Del Grande: «L’immigrazione ci salverà dall’inverno demografico»

Accadrà nel 2050: «I 280 milioni di emigranti che attualmente vivono in un Paese diverso dal proprio diventeranno 430 milioni». Al posto dei centri di prima accoglienza sorgeranno «musei nazionali dell’immigrazione». I nuovi cittadini verranno a visitarli, «per rendere omaggio ai propri avi» scampati ai «barconi della morte».
È la profezia che apre il libro di Gabriele Del Grande «Il secolo mobile» (Mondadori, 636 pp. 25 euro), un ampio e documentato resoconto in cui è ripercorsa la «storia dell’immigrazione illegale in Europa» dall’inizio del ’900 ad oggi (e domani). Quel libro, uscito lo scorso anno, è ora diventato un monologo che Del Grande – scrittore e giornalista, fondatore nel 2006 di Fortress Europe, il primo osservatorio sulle vittime della frontiera – porterà a Brescia sabato prossimo, 16 novembre, alle 20.30 nell’auditorium San Barnaba (ingresso libero), ospite del Festival della Pace su invito del Gruppo di iniziativa territoriale di socie e soci di Banca Etica. In attesa di vederlo in città, abbiamo intervistato l’autore.
Del Grande, come ha condensato la sua ricerca in una performance?
Ho selezionato i passaggi chiave del testo, mantenendo prospettiva europea e sguardo sul futuro. Poi ho setacciato gli archivi fotografici del Novecento e ho montato il tutto con l’aggiunta di qualche infografica.
Da dove arrivavano in Europa gli immigrati, prima che l’attenzione si concentrasse sugli sbarchi?
Arrivavano dagli stessi posti – Africa, Asia e Caraibi – ma viaggiavano liberamente. Francia, Regno Unito e Germania dell’Ovest esentavano dal visto i lavoratori in arrivo da ex-colonie e Turchia, per incoraggiare l’arrivo di manodopera con cui pompare il miracolo economico del dopoguerra. L’Europa aveva perso milioni di uomini in guerra, gli immigrati del suo Sud – italiani compresi – non bastavano e dall’Est non se ne potevano fare arrivare perché c’era la guerra fredda.
Quando le cose cambiarono?
In seguito alla caduta del muro di Berlino, con il nuovo regime dei visti di Schengen che finì per privilegiare l’immigrazione dall’Europa orientale a scapito delle indesiderate diaspore afro-asiatiche. Gli sbarchi cominciarono proprio allora. Quando i viaggi dei poveri, vietati per legge, iniziarono a essere rivenduti sulle rotte del contrabbando nel Mediterraneo.

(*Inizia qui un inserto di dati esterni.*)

PR #640, opened 2026-08-13
windows: fix native MSVC/Vulkan build portability

ElderOrb:
Removes POSIX-only constructs from the test and loader paths that MSVC cannot
compile, behind one small internal shim, so the Windows target list can widen
past the seven binaries `scripts/build-windows-release.ps1:372-382` builds today.

`src/vllm/support/platform_compat.h` (63 lines) carries five inline helpers with
Windows and POSIX arms: `HostPageSize`, `CurrentProcessId`,
`FileDescriptorFromFile`, `TruncateFile` and `SetEnvVar`. `HostPageSize` is the
one with a production caller — `safetensors_reader.cpp:285` now delegates to it,
byte-for-byte behaviour-preserving inside the pre-existing `#if !defined(_WIN32)`.
The other four are reached from tests only; they are recorded as such rather than
claimed as shipped capability.

`SetEnvVar` is deliberately NOT normalised on an empty value: `_putenv_s(name, "")`
removes the variable where POSIX `setenv(name, "", 1)` defines it empty. No caller
passes an empty value, so normalising would be unexercised code. The header records
the contract, matching the rule `tests/support/test_env.h` already states for the
test-side seam.

Seven test suites lose their POSIX-isms: `::mkdir` becomes
`std::filesystem::create_directories`, `::rmdir` becomes `fs::remove`, `::getpid`
becomes `CurrentProcessId`, and `test_minimax_h3_video_fold.cpp` replaces a
`std::system("rm -rf '" + root + "'")` — a shell-injection-shaped construct on a
path — with `fs::remove_all`. `tests/capi/test_capi.cpp` routes its `::unsetenv`
through the existing `tests/support/test_env.h` seam rather than a new one.

`tests/capi/test_dlopen.cpp` gains a `LoadLibraryA`/`GetProcAddress` abstraction
alongside `dlopen`/`dlsym`, and fixes a latent bug on the path we run every day:
the old `INFO("dlopen error: ", (dlerror() != nullptr ? dlerror() : ""))` called
`dlerror()` twice, and the first call consumes and clears the error, so on a real
failure the ternary streamed the second call's `nullptr` as a `const char*`.
`LastSharedLibraryError()` reads it once.

`CMakeLists.txt` gives `vllm_shared` an `ARCHIVE_OUTPUT_NAME`. Without it,
`install(TARGETS vllm vllm_shared ARCHIVE DESTINATION ...)` installs the shared
target's MSVC import library and the static archive both as `vllm.lib`, and one
overwrites the other. No-op on ELF and Mach-O, where a SHARED target has no
ARCHIVE artifact. This is the one piece here that fixes a defect rather than
preparing for one.

## Scope, stated plainly

None of these files is built by either Windows CI lane today, so this does not
move #584 and does not turn `windows-msvc-*` green — that lane now compiles,
links `vllm-server.exe` and runs its tests, and dies at #584's `0xC0000409`
runtime crash. What lands here is the prerequisite removal of POSIX-isms, plus
the `vllm.lib` collision fix and the `dlerror()` repair.

## Maintainer changes on top

Three, applied while landing, none altering behaviour:

- `examples/laguna_gen` is reverted to `main`'s version and loses a private
  `-I ${CMAKE_SOURCE_DIR}/src`. Reaching `platform_compat.h` would have made it
  the first example to include a header existing only under `src/`; every prior
  entry on its `scripts/example-abi-allowlist.txt` row is an `include/` header,
  and `check-surface-coverage.py` parses `#include` lines and is blind to `-I`
  flags, so no gate would have caught it. `laguna-gen` is not built on Windows,
  so it bought nothing there.
- `vllm_cpp_add_test` no longer grants `${CMAKE_SOURCE_DIR}/src` to every test.
  The file already carries 123 explicit per-target grants; the five suites that
  actually reach the shim get it by name.
- `SetEnvVar`'s empty-value divergence is documented in the header.

Issue: #503

FOLLOWING_AGENTS_PROTOCOL

AI-Assisted: true

### DIFF
--- a/CMakeLists.txt
+++ b/CMakeLists.txt
@@ -2316,6 +2316,7 @@ add_library(vllm_shared SHARED "${_vllm_shared_stub}")
 add_library(vllm::shared ALIAS vllm_shared)
 set_target_properties(vllm_shared PROPERTIES
   OUTPUT_NAME vllm
+  ARCHIVE_OUTPUT_NAME vllm_shared
   VERSION ${PROJECT_VERSION}
   SOVERSION ${PROJECT_VERSION_MAJOR}
   CXX_VISIBILITY_PRESET hidden
@@ -2328,7 +2329,11 @@ target_include_directories(vllm_shared PUBLIC
   $<INSTALL_INTERFACE:${CMAKE_INSTALL_INCLUDEDIR}>)
 # Force-link the whole `vllm` archive (the C ABI + engine + the CPU-backend
 # static registrar) and inherit its PUBLIC deps (CUDA::cudart, Threads, ...).
-target_link_libraries(vllm_shared PRIVATE vllm)
+# On Windows the packaged shared target also needs the vendored BLAKE3 archive
+# explicitly on its own link line; relying on the static archive's usage
+# requirements is not sufficient once the C ABI DLL is assembled via
+# /WHOLEARCHIVE.
+target_link_libraries(vllm_shared PRIVATE vllm blake3_vendored)
 # Export only the C ABI: `vllm_*` stays global, everything else is localized.
 # UNLIKE the force-link guard above, `UNIX AND NOT APPLE` is CORRECT here: a
 # linker version script is a GNU-ld/ELF feature with no ld64 spelling (ld64 uses
--- a/docs/USAGE.md
+++ b/docs/USAGE.md
@@ -2691,6 +2691,13 @@ declarations in that header) suitable for `dlopen` / FFI / LocalAI integration.
 This line read `19` and `36` until 2026-08-17; both numbers were last true
 several ABI additions ago, and neither is derived by any gate.
 
+On native Windows/MSVC, the shared-library packaging lane keeps the runtime DLL
+name at `vllm` and gives the import/static archive the distinct name
+`vllm_shared`, so one build tree can hold the shared C ABI package and the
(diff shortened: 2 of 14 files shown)


ElderOrb:
Rebased onto current `main` and reduced this branch to the reviewed Windows/MSVC portability subset at `bcf1df0b`.

What changed since the earlier review:
- moved `platform_compat.h` under `src/vllm/support/`
- kept only the minimal helper set with live call sites
- removed the parallel env seam and routed the relevant env handling through the existing `tests/support/test_env.h` path
- dropped the Windows `MESSAGE`-only fake-pass cases
- kept the `vllm_shared` packaging/link fix and the `LoadLibraryA` / `GetProcAddress` shared-library smoke test
- narrowed the remaining portability changes to the temp-path / sparse-file call sites that still need them
- replaced the earlier overclaim in `docs/USAGE.md` with a minimal note only about the Windows shared-library packaging behavior this PR changes

The branch now locally passes the targeted gates:
- `python scripts/check-commit-trailers.py --range upstream/main..HEAD`
- `python scripts/check-commit-style.py --range upstream/main..HEAD`
- `python scripts/check-doc-checkpoint.py --base upstream/main --head HEAD`
- `python scripts/check-windows-portability.py --root .`

Would appreciate a re-review when convenient.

Lei ricorda che fino agli anni Novanta, in Italia, l’immigrazione non era vista come una minaccia.
La percezione dell’immigrazione non bianca ha iniziato a cambiare negli anni Duemila, man mano che le presenze aumentavano e che la politica, come nel resto d’Europa, iniziava a inseguire il consenso facendo leva sulle paure della sostituzione etnica e sui fantasmi irrisolti del razzismo scientifico.
Ricostruisce, tra l’altro, i complessi rapporti tra Italia e Libia sull’immigrazione…
I primi accordi con Tripoli risalgono al 2004. Vent’anni e svariati miliardi dopo, le mafie del contrabbando continuano e continueranno a operare finché ci saranno viaggiatori in cerca di un passaggio senza visto per l’Unione europea. Che sia dalla Libia o da altri porti franchi. Il problema è a monte e sta nell’assenza di canali d’ingresso legali.
Ci sono state misure che hanno effettivamente saputo frenare o regolare l’immigrazione?
In generale i governi che incoraggiano la mobilità di est-europei e latino-americani sono gli stessi che mantengono visti e controlli anti-immigrazione con l’Africa e con l’Asia, spingendo sempre più emigranti a imbarcarsi con le mafie. Se questo è il quadro, la trovata attuale dei centri in Albania farebbe ridere se non fosse per il miliardo di fondi pubblici sprecati.
Lei propone di «abolire il divieto di viaggio dei poveri». Non aggraverebbe i problemi?
Dal 1991 gli sbarchi hanno contribuito appena al 10% degli ingressi nell’UE. Persino in uno scenario a sbarchi zero, da qui al 2050 solo dall’Africa arriveranno in aereo in Europa 15 milioni di persone. E per fortuna, perché ci salveranno dall’inverno demografico. Di fronte a questi numeri perché non dovremmo legalizzare le migrazioni? Perché ne arriverebbero troppi, anticipo l’obiezione. Ne siete così sicuri? Io dopo vent’anni sul campo, numeri alla mano, sono pronto a farvi ricredere.